- **Directions for this task**:
For the word "much", state the number of lines in the data that contain it, and nothing else.

----------------

Issue #276, opened 2026-05-09
Remaining issues with node gaps in scrollable containers


michael:
When you enter a couple of buttons so they overflow...

- [ ] they are not scrolled into view
- [ ] the last node gap is missing (it comes back, once you navigate with the keyboard later, so must be some visibility culling/checking issue)

You can reproduce on https://svedit.dev.

https://github.com/user-attachments/assets/55b64162-89ca-49b1-a6d1-0e25f36dcc33

michael:
Also noticed: It seems that sometimes the scrollable container can get a focus, and then no cursor nav, no keyboard shortcuts (ENTER) are working. I guess we might want to find a way to make scrollable containers not focusable (currently just hiding focus outline)

johannesmutter:
Two new PRs addresses all these issues: https://github.com/michael/svedit/pull/278
https://github.com/michael/svedit/pull/279

johannesmutter:
https://github.com/user-attachments/assets/17803424-d8c7-4041-8fda-9e2705c47a0f

michael:
Fixed via: https://github.com/michael/svedit/pull/278

PR #278, opened 2026-05-11
Node gap overflow fixes

johannesmutter:
Addresses these issues here: https://github.com/michael/svedit/issues/276


johannesmutter:
Performance tests show overall same, with a bit faster performance at mutations.

BEFORE CHANGES:

| 50    | 68        | 673    | 21   | 31     | 60         | 56         | 60         | 57         | 32           | 20           |
| 100   | 74        | 1353   | 19   | 30     | 58         | 29         | 60         | 56         | 29           | 20           |
| 200   | 134       | 2715   | 18   | 32     | 41         | 20         | 53         | 29         | 22           | 15           |
| 500   | 305       | 6825   | 18   | 52     | 19         | 12         | 17         | 9          | 8            | 7            |
| 1000  | 719       | 13681  | 17   | 113    | 7          | 3          | 4          | 2          | 3            | 3            |
| 2000  | 2404      | 27374  | 17   | 171    | 1          | 1          | 1          | 1          | 0            | 0            |


AFTER CHANGES:

| 50    | 67        | 670    | 18   | 38     | 60         | 57         | 60         | 56         | 55           | 30           |
| 100   | 80        | 1350   | 16   | 53     | 58         | 30         | 60         | 56         | 39           | 20           |
| 200   | 132       | 2713   | 16   | 61     | 43         | 29         | 60         | 56         | 34           | 30           |
| 500   | 315       | 6822   | 15   | 59     | 17         | 12         | 20         | 12         | 14           | 12           |
| 1000  | 776       | 13678  | 14   | 117    | 7          | 4          | 4          | 3          | 4            | 3            |
| 2000  | 2518      | 27371  | 14   | 183    | 2          | 1          | 1          | 1          | 1            | 0            |

---

AFTER CHANGES WITHOUT CULLING ENABLED:

| 50    | 187        | 736    | 84   | 32     | 60         | 56         | 34         | 20         | 15           | 12           |
| 100   | 443        | 1507   | 173   | 24     | 49         | 20         | 20         | 12         | 8           | 7           |
| 200   | 1237       | 3044   | 347   | 32     | 39         | 12         | 10         | 5         | 4           | 3           |
| 500   | 6587       | 7679   | 872   | 54     | 22         | 4         | 3         | 2         | 1           | 1           |
| 1000  | 25823       | 15412  | 1748   | 94    | 28          | 2          | 1          | 1          | 9            | 0            |

2000 nodes can't render without culling.

michael:
Reverted the change regarding selecting button.label after insertion. Only temporarily so the root issues can be fixed first, which are still present.

- [x] setting a node caret should scroll the affected node gap into view, when in an overflowing container
  - NOTE: there may be other situations where this is needed, e.g. when a node cursor that is not in view gets restored after after an undo; or for an horizontally scrollable image gallery to add more gallery items fast; 
- [x] last node gap disappears in some situations (see repro)

Reproduce:
- Add 5 buttons with ENTER ENTER ENTER so they overflow (node cursor not scrolled into view)
- now remove a couple of them so the buttons no longer overflow (now the last node gap is missing)

https://github.com/user-attachments/assets/5628eabd-29e6-4117-8f1d-5bdfb6e055f5

The issue with scrolling node gaps into view is not as pressing - i can look into myself, the one with the disappearing node gap i could need help with, as i don't yet fully grasp how the node gap rendering works in detail.

The 'last node gap disappears' problem is also present when visibility culling is turned off. Also i noticed that when `visibility_culling: false` that we get a horizontal scrollbar for the body when you create a lot of buttons.

johannesmutter:
Fixed

michael:
I think the 'last node gap disappears' looks good now.

But the scroll to node selection fix has regressions. When making a node selection and the node is already fully in the viewport, a body scrollTo is triggered all the time.

Reproduce:
- add new button with ENTER (triggers unexpected body scroll)
- or select with the mouse starting from story.title release mouse over story.description (selection changes to node selection and body scroll is activated, dragging the viewport away while you're selecting)

This line causes the regression during mouse dragging as Svedit must not rerender node selections (any selection really), unless selection derived from dom !== current model_selection -> only then it needs a refresh, otherwise creates a battle-loop with the current selection that is still being dragged
https://github.com/michael/svedit/pull/278/changes/1d279005cfd2beb59e125398322f4101942a2cea#diff-fd1f70e683b5b47eb06507e6fd0743f688787950b09e6a687beb76efaf2f4a8bR755

When removed, the unexpected body scroll after ENTER is still there though. I think in __render_node_selection the logic could be as simple as: scroll to the .node-gap node for collapsed node cursors or for single+multi-node selections scroll into view the beginning of the first node or end of the last node (depending on value of is_backward) of a node selection (should work for single node selections too)

johannesmutter:
| 50    | 85        | 670    | 18   | 42     | 60         | 56         | 60         | 56         | 50           | 20           |
| 100   | 118       | 1350   | 16   | 32     | 53         | 20         | 60         | 57         | 43           | 29           |
| 200   | 128       | 2713   | 16   | 36     | 36         | 15         | 56         | 30         | 27           | 20           |
| 500   | 388       | 6822   | 15   | 51     | 18         | 12         | 19         | 12         | 13           | 10           |
| 1000  | 814       | 13678  | 14   | 104    | 6          | 3          | 4          | 2          | 3            | 2            |
| 2000  | 2970      | 27371  | 14   | 181    | 1          | 1          | 1          | 1          | 1            | 1            |

michael:
Skipping based on selection_source_is_dom (instead of DOM selection compare) might be a great idea, and seems to fix some other timing-based issues as well (e.g. sometimes composition of á with deadkeys leads to the cursor being placed at 0 instead of 1). Doing more extensive testing to make sure this doesn't regress elswhere, but looking good so far.

Regarding the focus blur fix when a node array container gets the focus: I feel like this focus should not be possible in the first place, because it creates some weird stalled selection that doesn't map to anything. Selection mapping would be skipped in that case and model selection keeps its previous state, which violates the DOMSelection===ModelSelection invariant. But is there actually a way to make sure that in edit mode a node array container can never get the focus? I guess tabindex=-1 is not enough here to prevent the container from getting focused, or is it?

johannesmutter:
Both points addressed.
- **`selection_source_is_dom`**: kept. Working as you observed.
- **Node-array focus**: you were right — Svedit was calling `node_array_el.focus()` on itself. Removed. Same pass also dropped `el.focus()` in `__render_text_selection` (the `// needed?` one) and the now-orphaned `relatedTarget` blur guard.
- Replaced `focus_retention` (assertions too loose) with `keymap_continuity`: dispatches real `Enter` after an insert, asserts the command fires.
- Side cleanup: test runner is now headless playwright. `npm test` for normal use, `npm run test:visual` to watch in your browser. It's less annoying if the tests run in the background and don't open a new tab in different browser window on each run.

michael:
Thank you very much! I'll take a closer look as soon as I got some sleep, by brain can't be trusted today.

I think the fixes in Svedit are solid and much improve overall stability, not just making the issues go away!

As for the changes in node_visibility.svelte.js, maybe you can give me a quick recap, what changed and why, in a few sentences, that will help me bevore i dive into the code/commit messages etc? Are the changes soley addressing the issue of disappearing node gaps, or was there other problems too you addressed?

michael:
Oh and can you maybe revert the playwright commit and make it a separate PR? Can't run the tests anymore. Happy to give playwright another chance, but i remember i had all kinds of weird issues with it back then, and then went with browser mode only, as it's more lightweight and i could be sure there's no headless browser flakiness etc. but maybe things improved since then.

johannesmutter:
> As for the changes in node_visibility.svelte.js, maybe you can give me a quick recap, what changed and why, in a few sentences, that will help me bevore i dive into the code/commit messages etc?

Mostly addresses the disappearing-gap issue, with two small side improvements.

The core fix: replaced `clip_map` (per-node, IO-driven) with `edge_map` (per-array, scroll-driven). `clip_map` was stale on horizontal scroll inside a nested overflow container because IntersectionObserver doesn't refire when the intersection ratio doesn't cross a threshold. `edge_map` is computed from the array's own `scrollLeft`/`scrollWidth`/`clientWidth`: six property reads, updated by a document-level scroll listener that early-outs in O(1) for non-array scrolls.

Side improvements :
- `flush_view_sync` split into read-pass + write-pass to avoid layout thrash when consumer CSS attaches layout-affecting rules to `.in-view` / `.fully-in-view`
- Added a `visibility_culling` config flag for debugging (set to false → bypass IO, all nodes treated as near — useful to isolate culling bugs from anchor-positioning bugs)
- Cleanup: removed `transfer_path` + the MO attribute branch (defensive code for a hypothetical re-keying that never actually fires in production); dropped IO threshold from `[0, 1]` to `[0]` since `#process_near` only reads `entry.isIntersecting`

michael:
When trying this branch using SvelteKit's alias against editable-website (branch [svedit-0-10-0](https://github.com/michael/editable-website/pull/109/changes)), I do still have missing last node gaps in some node arrays, e.g. here:

image

That exact problem is not there when I use the svedit#main branch.

Is there something that has changed API-wise that I need to update in the app maybe? I can't currently reproduce that problem directly in Svedit.

michael:
Maybe the reason is that the scroll metrics are now always used for showing/hiding gap markers. But when the container has normal visible overflow, like this LinkCollection in my case, they should just always be shown, not clipped.

johannesmutter:
Can you check if there's some specific tailwind styles at rule here? e.g. overflow, position rules, etc.?

>  I do still have missing last node gaps in some node arrays, e.g. here:

is that the only one, or are there others too?

michael:
Really no special positioning rules here, just a grid layout.

```svelte
<NodeArrayProperty
	class="grid grid-cols-1 md:grid-cols-2 xl:grid-cols-3 gap-16 md:gap-10 lg:gap-14 [--row:1]"
	path={[...path, 'link_collection_items']}
/>
```

And the link collection item:

```svelte
<Node class="link-collection-item group" {path}>
	<svelte:element
		this={render_as_link ? 'a' : 'div'}
		href={render_as_link ? node.href : undefined}
		target={render_as_link ? node.target : undefined}
		class="block outline-1 outline-transparent focus-visible:outline-1 focus-visible:outline-(--svedit-editing-stroke) focus-visible:outline-offset-1"
		use:reveal
	>
		<div class="overflow-hidden" style:aspect-ratio="4/3" style:border-radius="var(--image-border-radius)">
			<MediaProperty path={[...path, 'media']} />
		</div>
		<div class="pt-4">
			<AnnotatedTextProperty class="text-xs md:text-sm uppercase tracking-widest text-(--foreground) opacity-60 mb-2" path={[...path, 'preline']} placeholder="Preline" />
			<div class="pt-1">
				<AnnotatedTextProperty class="{!svedit.editable ? 'title-underline' : ''} inline font-serif text-(--foreground) text-2xl lg:text-3xl text-balance" path={[...path, 'title']} placeholder="Title" />
			</div>
			<AnnotatedTextProperty class="text-balance pt-2" path={[...path, 'description']} placeholder="Description" />
		</div>
	</svelte:element>
</Node>
```

This change fixes it for me, not sure if that's the best way to address it though.

image

johannesmutter:
can you check against previous commits of this branch if one worked?

johannesmutter:
Also do you have URL parameter like ?edit=true to always test in editing mode?

michael:
> can you check against previous commits of this branch if one worked?

The first commit of this branch already breaks it https://github.com/michael/svedit/pull/278/changes/821a28dc9d1ba094a7d45af006fcf41008a7f652  (with main the last node gap is displayed in this situation.)



FYI: doesn't just happen in one place, all grid-containers are affected, for the gallery the last node gap is also missing.

> Also do you have URL parameter like ?edit=true to always test in editing mode?

No, I start in read mode then turn edit mode on.

johannesmutter:
ok so I tried various solutions, your fix is the easiest.

michael:
Ok, I pushed the fix. Will do some more manual testing from within EW. If nothing pops up, this will be good to merge then?

michael:
Ah sorry, I see you were faster, no commit from me then.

----------------

- **Exercise response**:
2